= Arruns Tarquinius (son of Demaratus) =

Brother of Tarquin the Elder

Arruns Tarquinius was the younger son of Demaratus of Corinth, who migrated to the Etruscan city of Tarquinii in the seventh century BC. He died shortly before his father, leaving his wife pregnant. When Demaratus died, he left no inheritance for his grandson, also named Arruns, who was thus born into poverty, although Demaratus had been wealthy. The child came to be called Egerius, meaning "the needy one."

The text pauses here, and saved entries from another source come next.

PR #438, opened 2020-09-30
Colin/output styles

ColinFay:
This PR implements a new way to customize the outputs from both `{learnr}` and `{gradethis}` using exercise options.

### DIFF
--- a/R/exercise.R
+++ b/R/exercise.R
@@ -15,7 +15,6 @@ setup_exercise_handler <- function(exercise_rx, session) {
 
   # observe input
   observeEvent(exercise_rx(), {
-
     # get exercise
     exercise <- exercise_rx()
 
@@ -241,7 +240,8 @@ evaluate_exercise <- function(exercise, envir, evaluate_global_setup = FALSE) {
   # include any checker feedback with the exercise results
   exercise_result(
     feedback = checker_feedback$feedback,
-    html_output = rmd_results$html_output
+    html_output = rmd_results$html_output,
+    exercise = exercise
   )
 }
 
@@ -253,7 +253,7 @@ try_checker <- function(exercise, name, check_code, envir_result,
     get_checker_func(exercise, name, envir_prep),
     error = function(e) {
       message("Error occured while retrieving 'exercise.checker'. Error:\n", e)
-      exercise_result_error(e$message)
+      exercise_result_error(e$message, color = exercise$options$exercise.alert_color %||% "red")
     }
   )
   # If retrieving checker_func fails, return an error result
@@ -280,7 +280,7 @@ try_checker <- function(exercise, name, check_code, envir_result,
       name, paste(missing_args, collapse = "', '")
     )
     message(msg)
-    return(exercise_result_error(msg))
+    return(exercise_result_error(msg, exercise = exercise))
   }
 
   # Call the check function
@@ -288,8 +288,9 @@ try_checker <- function(exercise, name, check_code, envir_result,
     do.call(checker_func, args),
     error = function(e) {
       msg <- paste("Error occurred while evaluating", sprintf("'%s'", name))
+      cli::cat_rule("./R/exercise.R#292")
       message(msg, ": ", conditionMessage(e))
-      exercise_result_error(msg)
+      exercise_result_error(msg, exercise = exercise)
     }
   )
   # If checker code fails, return an error result
@@ -298,7 +299,7 @@ try_checker <- function(exercise, name, check_code, envir_result,
   }
   # If checker doesn't return anything, there's no exercise result to return
   if (length(feedback)) {
-    exercise_result(feedback)
+    exercise_result(feedback, exercise)
   } else {
     feedback
   }
@@ -395,7 +396,7 @@ render_exercise <- function(exercise, envir, envir_prep) {
     # make the time limit error message a bit more friendly
     pattern <- gettext("reached elapsed time limit", domain = "R")
     if (grepl(pattern, msg, fixed = TRUE)) {
-      return(exercise_result_timeout())
+      return(exercise_result_timeout(exercise = exercise))
     }
     if (length(exercise$error_check)) {
       # Run the condition through an error checker (the exercise could be to throw an error!)
@@ -409,10 +410,11 @@ render_exercise <- function(exercise, envir, envir_prep) {
         engine = exercise$engine
       )
       if (is_exercise_result(checker_feedback)) {
+        cli::cat_rule("./R/exercise.R#414")
         return(checker_feedback)
       }
     }
-    exercise_result_error(msg)
+    exercise_result_error(msg, exercise = exercise)
   })
 
   if (is_exercise_result(output_file)) {
@@ -436,8 +438,9 @@ render_exercise <- function(exercise, envir, envir_prep) {
       message = "The submitted code didn't produce a visible value, so exercise checking may not work correctly.",
       type = "warning", correct = FALSE
     )
+    browser()
     html_output <- htmltools::tagList(
-      feedback_as_html(invisible_feedback),
+      feedback_as_html(invisible_feedback, exercise),
       html_output
     )
   }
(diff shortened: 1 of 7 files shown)


ColinFay:
Examples at: 

+ http://connect.thinkr.fr/learnr-colored-output/ 
+ http://connect.thinkr.fr/learnr-colored-output-gradethis/

R/options.R
```diff
@@ -18,29 +18,59 @@
 #' @param exercise.completion Use code completion in exercise editors.
 #' @param exercise.diagnostics Show diagnostics in exercise editors.
 #' @param exercise.startover Show "Start Over" button on exercise.
+#' @param exercise.alert_class,exercise.gradethis_info_color,exercise.gradethis_success_color,exercise.gradethis_warning_color,exercise.gradethis_danger_color Slug for the CSS class for `{learnr}` and `{gradethis}` message.
+#' It can be one of `red`, `orange`, `purple`, `blue`, `violet`, `yellow`, `pink`, `green`,
+#' or `grey`. You can also implement your own CSS rule, in that case you need to define a
+#' class that starts with `alert-` (for example `alert-rainbow`).
```
schloerke, line 24: In learnr, I'd like to get away from color and instead provide the raw class name.

* `exercise.alert_class = "alert-red"` CSS class value used when an error is produced
* `exercise.info_class = "alert-info"` CSS class value used to display informational feedback
* `exercise.success_class = "alert-success"` CSS class value used to display successfully submitted code
* `exercise.warning_class = "alert-warning"` CSS class value used to display warning feedback
* `exercise.danger_class = "alert-danger"` CSS class value used to display unsuccessful  feedback

Maybe add something about how these values can be set to some predefined classes. Ex: `alert-red`, `alert-orange`, `alert-purple`, `alert-blue`, `alert-violet`, `alert-yellow`, `alert-pink`, `alert-green`, or `alert-grey`. Or you may use your own CSS class name.

schloerke (changes requested):

R/exercise.R
```diff
@@ -463,41 +468,120 @@ exercise_code_chunks <- function(exercise) {
...
+        list(
+          feedback = feedback,
+          error_message = error_message,
+          timeout_exceeded = timeout_exceeded,
+          html_output = html_output
+        ),
+        class = "learnr_exercise_result"
+      )
+    )
+  }
```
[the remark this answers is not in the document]
ColinFay: @schloerke when the code sent via Run is empty, the exercise object is NULL, so if I put a stop here it will make the tutorial crash (hence my return of an empty list): 

Screenshot 2020-10-01 at 10 44 51
Screenshot 2020-10-01 at 10 45 01

ColinFay:
@trestletech @schloerke @dcossyleon

As of our last discussion, this is now the default behavior: 

- Run Code always output the console
- If this output is an error, a colored square is shown
- Submit answer can use specific colors for the output, and the feedback and console output can be both turned off (default is display them both)

=> `{learnr}`: http://connect.thinkr.fr/learnr-colored-output/
=> `{gradethis}`: http://connect.thinkr.fr/learnr-colored-output-gradethis/

trestletech:
Looking good to me! @dcossyleon I can't remember where we netted out in the last meeting, but I notice that in the current demo learnr exercise syntax errors have their output highlighted in an alert background. I think that's helpful since we don't have the ability to print error text in right like we could in the IDE. But I remember you had reservations. Did we decide we did or did not want that?

R/exercise.R
```diff
@@ -463,41 +468,130 @@ exercise_code_chunks <- function(exercise) {
...
+  feedback = NULL,
+  html_output = NULL,
+  error_message = NULL,
+  timeout_exceeded = FALSE,
+  exercise = NULL
+) {
+
+  # When `exercise` is empty, we return a list of NULL
+  # `exercise` is NULL when there was no code sent (i.e the
+  # student hasn't entered any code)
```
schloerke, line 506:
```suggestion
  # When `exercise` is empty, we return a list of as.is values
```

R/exercise.R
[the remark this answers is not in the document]
schloerke: That is an awesome screenshot!

Can we explicitly set `exercise = NULL` near line 189 in exercise.R to be explicit on what is happening? Thank you!

```r
    return(exercise_result(html_output = " ", exercise = NULL))
```

R/exercise.R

Demaratus' elder son, Lucius, migrated to Rome, where he eventually rose to the throne as Lucius Tarquinius Priscus. After subduing the Latin town of Collatia, Tarquin placed his nephew in charge of the Roman garrison there. Egerius was the father of Lucius Tarquinius Collatinus, one of the first Roman consuls in 509 BC.

==Bibliography==
- Dionysius of Halicarnassus, Romaike Archaiologia (Roman Antiquities).
- Titus Livius (Livy), History of Rome.
- Publius Ovidius Naso (Ovid), Fasti.
- Dictionary of Greek and Roman Biography and Mythology, William Smith, ed., Little, Brown and Company, Boston (1849).
- Encyclopædia Britannica, Eleventh Edition (1911).